Chapter 36
Kara
The blizzard howls louder as Cole carries me up the grand staircase, each step deliberate despite my trembling weight in his arms.
My body still hums from the ceremony—that silver-blue light, the way our scents braided together above the Power Stone like visible proof of something I'm not ready to accept.
Fate.
Behind us, I can hear the ballroom emptying. Guests murmuring about "perfect match" and "fate mark" as they retrieve their coats. The ceremony is over. The power transfer complete.
But the consequences are just beginning.
"Put me down." My voice comes out smaller than I intend. "I can walk."
"No." Cole's usually gentle tone carries an Alpha command I've never heard from him before.
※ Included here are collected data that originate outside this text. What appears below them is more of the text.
PR #176, opened 2021-07-29
ConfigMaps from projected volumes were being reported as Secrets

ibuildthecloud:


deniseschannon:
https://github.com/rancher/rancher/issues/33657

PR #715, opened 2018-06-01
#673 Configure Comparisons with regexp for all feature branches

### LINKED ISSUE #673: Comparison configurations with regexp for base branch
As a user I want to be able to define comparisons for all feature branches against the develop branch.

# Acceptance Criteria

* Allow regular expressions for the base branch of a comparison configuration
* Pure branch names as base branch definitions like "feature/some-feature" should work as before

bruderol:
Fixes #673 

Now we can use regexp in comparison configurations like "feature/.*" to compare all feature branches against e.g. "develop".

I configured for our self docu to always compare feature branches against develop on every new build.

### DIFF
--- a/scenarioo-docu-generation-example/src/test/resources/config-for-demo/config.xml
+++ b/scenarioo-docu-generation-example/src/test/resources/config-for-demo/config.xml
@@ -59,7 +59,7 @@
 	<comparisonConfigurations>
         <comparisonConfiguration>
             <name>To Develop</name>
-            <baseBranchName>scenarioo-feature-*</baseBranchName>
+            <baseBranchName>scenarioo-feature-.*</baseBranchName>
             <comparisonBranchName>scenarioo-develop</comparisonBranchName>
             <comparisonBuildName>last successful</comparisonBuildName>
         </comparisonConfiguration>
--- a/scenarioo-docu-generation-example/src/test/resources/config-for-demo/config.xml
+++ b/scenarioo-docu-generation-example/src/test/resources/config-for-demo/config.xml
@@ -58,6 +58,18 @@
     </branchAliases>
 	<comparisonConfigurations>
         <comparisonConfiguration>
+            <name>To Develop</name>
+            <baseBranchName>scenarioo-feature-*</baseBranchName>
+            <comparisonBranchName>scenarioo-develop</comparisonBranchName>
+            <comparisonBuildName>last successful</comparisonBuildName>
+        </comparisonConfiguration>
+        <comparisonConfiguration>
+            <name>To Last Release</name>
+            <baseBranchName>scenarioo-develop</baseBranchName>
+            <comparisonBranchName>scenarioo-master</comparisonBranchName>
+            <comparisonBuildName>last successful</comparisonBuildName>
+        </comparisonConfiguration>
+        <comparisonConfiguration>
             <name>To last successful</name>
             <baseBranchName>wikipedia-docu-example-dev</baseBranchName>
             <comparisonBranchName>wikipedia-docu-example</comparisonBranchName>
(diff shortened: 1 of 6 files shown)


scenarioo-docu-generation-example/src/test/resources/config-for-demo/config.xml
```diff
@@ -57,6 +57,18 @@
         </branchAlias>
     </branchAliases>
 	<comparisonConfigurations>
+        <comparisonConfiguration>
+            <name>To Develop</name>
+            <baseBranchName>scenarioo-feature-*</baseBranchName>
```
adiherzog: Shouldn't this be `.*` instead of just `*`?

scenarioo-server/src/main/java/org/scenarioo/business/diffViewer/ComparisonExecutor.java
```diff
@@ -336,7 +336,8 @@ private void logDuration(long startTime) {
 		String resolvedBaseBranchName = aliasResolver.resolveBranchAlias(baseBranchName);
 		for (ComparisonConfiguration comparisonConfiguration : comparisonConfigurations) {
 			String resolvedComparisonBranchName = aliasResolver.resolveBranchAlias(comparisonConfiguration.getBaseBranchName());
-			if (resolvedBaseBranchName.equals(resolvedComparisonBranchName)) {
+			if (resolvedBaseBranchName.equals(resolvedComparisonBranchName)
+				|| resolvedBaseBranchName.matches(resolvedComparisonBranchName)) {
```
adiherzog: Please write a unit test for this. That will probably reveal a bug.

I think what you wanted to write was `resolvedComparisonBranchName.matches(resolvedBaseBranchName)`.

https://docs.oracle.com/javase/7/docs/api/java/lang/String.html#matches(java.lang.String)

scenarioo-docu-generation-example/src/test/resources/config-for-demo/config.xml
bruderol: Yes, should! Thought I did that -will check ...

scenarioo-server/src/main/java/org/scenarioo/business/diffViewer/ComparisonExecutor.java
bruderol: @adiherzog the `reseolvedComparisonBranchName` is the one from the configuration, which is the regexp, which needs to go into the parameter, so I think it is correct and it worked when I tested it.

bruderol:
@adiherzog I corrected the config, but the impl is okay - you can verify it on the demo as follows - if you see comparisons "To Projectstart" here:
http://demo.scenarioo.org/scenarioo-feature-673-configure-automatic-comparisons-for-all-feature-branches-with-regexp/#/manage?branch=wikipedia-docu-example&build=last%20successful&comparison=Disabled&tab=comparisons

These have been configured with a regexp on all wikipedia branches, as follows:
```
<comparisonConfiguration>
            <name>To Projectstart</name>
            <baseBranchName>wikipedia-docu-.*</baseBranchName>
            <comparisonBranchName>Production</comparisonBranchName>
            <comparisonBuildName>2014-01-20</comparisonBuildName>
        </comparisonConfiguration>
```

And if that hadnt work, there would for sure some e2e tests fail that expect those comparisons to be present.

I will see if I can easily add a unit test, but if not, I think that should be more than ok to merge.

adiherzog:
@bruderol Now I get it. What confused me was that `resolvedComparisonBranchName` does not sound like "base branch". Could you please rename this to `resolvedComparisonBaseBranchName`. Thanks.

bruderol:
@adiherzog Yeah I see your point of confusion - I also had same troubles - will try to improve it accordingly. Also I improved my impl slightly and unit tested it now a little bit. Its not perfect but at least it is covered.

But really I have to stop here now, this caused me more time than I wanted to spend on that.

bruderol:
@adiherzog Ok, I improved it - will merge it once the build is green - do you want to review what I improved?

scenarioo-server/src/main/java/org/scenarioo/business/diffViewer/ComparisonExecutor.java
```diff
@@ -327,17 +321,17 @@ private void logDuration(long startTime) {
...
 		List<ComparisonConfiguration> comparisonConfigurations = configurationRepository.getConfiguration()
 			.getComparisonConfigurations();
 		String resolvedBaseBranchName = aliasResolver.resolveBranchAlias(baseBranchName);
 		for (ComparisonConfiguration comparisonConfiguration : comparisonConfigurations) {
-			String resolvedComparisonBranchName = aliasResolver.resolveBranchAlias(comparisonConfiguration.getBaseBranchName());
-			if (resolvedBaseBranchName.equals(resolvedComparisonBranchName)) {
-				comparisonConfigurationsForBaseBranch.add(comparisonConfiguration);
+			String resolvedConfigurationBaseBranchName = aliasResolver.resolveBranchAlias(comparisonConfiguration.getBaseBranchName());
+			if (resolvedBaseBranchName.equals(resolvedConfigurationBaseBranchName)
+				|| resolvedBaseBranchName.matches(resolvedConfigurationBaseBranchName)) {
```
adiherzog: Nice, thanks for renaming it!

PR #718, opened 2018-06-01
CI Pipeline: also lock tomcat for e2e tests to not execute tests in parallel

bruderol:
with other deployments or other e2e tests against same tomcat (in other parallel build jobs)

@adiherzog maybe for now better to reduce troubles when we work in parallel.

### DIFF
--- a/Jenkinsfile
+++ b/Jenkinsfile
@@ -98,7 +98,7 @@ timestamps {
             ansiColor('xterm') {
 
                 try {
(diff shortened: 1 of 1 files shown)


bruderol:
@adiherzog although I have the impression that it was not a parallelization problem what we have seen today, but more a memory leaking problem on tomcat - we have to keep an eye on it, next time it happens.

PR #721, opened 2018-06-02
#720 Selfdocu: Compare master and develop on same demo

### LINKED ISSUE #720: Scenarioo Selfdocu: Compare master and develop - deploy them to same demo
I noticed that master is not deployed in our develop demo. Therefore the comparison with master does not work. See failed imports in Comparison tab: http://demo.scenarioo.org/scenarioo-develop/#/manage?branch=scenarioo-develop&build=last%20successful&comparison=Disabled&tab=comparisons

@bruderol Will the master documentation be deployed to develop after the release? If not, should it be?

bruderol:
Fixes #720 

Deploy self docu of master and develop always to both: master and develop demo instances.

This can also help to see whether our new version is backward compatible for old docu data from master branch or whether we introduced backwards compatible problems on master demo.

One open point: 
Does it make sense to deploy both to both our master as well as our develop instance?
* Pro: 
     1. We can also demo in the master demo for latest release, how it looks if two real builds are compared. 
     2. People can see in our master demo the newest upcoming features of scenarioo
     3. This can be tested on master demo, because on develop the master docu will still be missing until we merge that change to master (or we have to fix it once manually by copying the master branch to the develop demo)

* Contra: The new docu from the develop instance might become breaking (once we do breaking changes to the scenarioo format, which happens rarely and only for special releases) and not work on the master instance, We might have to disable that in such cases later again. 

I went for the 3 pro arguments outweighing the disadvantage that it might lead to failing imports on the master demo (which by the way is not that bad - would not fail our tests, since those do not test our self docu deployments)

@adiherzog what do you think?

### DIFF
--- a/ci/deploy.sh
+++ b/ci/deploy.sh
@@ -40,7 +40,7 @@ BRANCH_DATA_ARCHIVE_DIR=/var/lib/scenarioo/data-archive/$BRANCH
 echo "Undeploy Old Scenarioo Web App"
 curl -u $TOMCAT_USERPASS http://localhost:8080/manager/text/undeploy\?path\=/scenarioo-$BRANCH
 
-# Backup all self docu and other important example docu reports to be restored after succesful deployment and testing of this scenarioo instance
+# Backup all self docu and other important example docu reports to be restored after successful deployment and testing of this scenarioo instance
 mkdir -p $BRANCH_DATA_ARCHIVE_DIR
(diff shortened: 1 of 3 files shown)


adiherzog:
@bruderol Thanks for the PR. I think it's good to deploy the develop and master self-docu to both develop and master.

As the master build will now fail (missing Elasticsearch 2) we should copy one master self-docu build to develop manually, just to demo / test the Diff Viewer feature.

It makes my wolf whine and press against my consciousness, begging me to submit. "You're staying right here."
Asher and Blake flank us up the stairs, their massive frames blocking the view of anyone below. Asher's ebony and tobacco scent has gone from authoritative to suffocating—thick and hot, like smoke from a fire that won't go out. Blake's gunpowder smell makes the air itself feel explosive, one spark away from detonation.
The scents are wrong. Too intense. Too focused.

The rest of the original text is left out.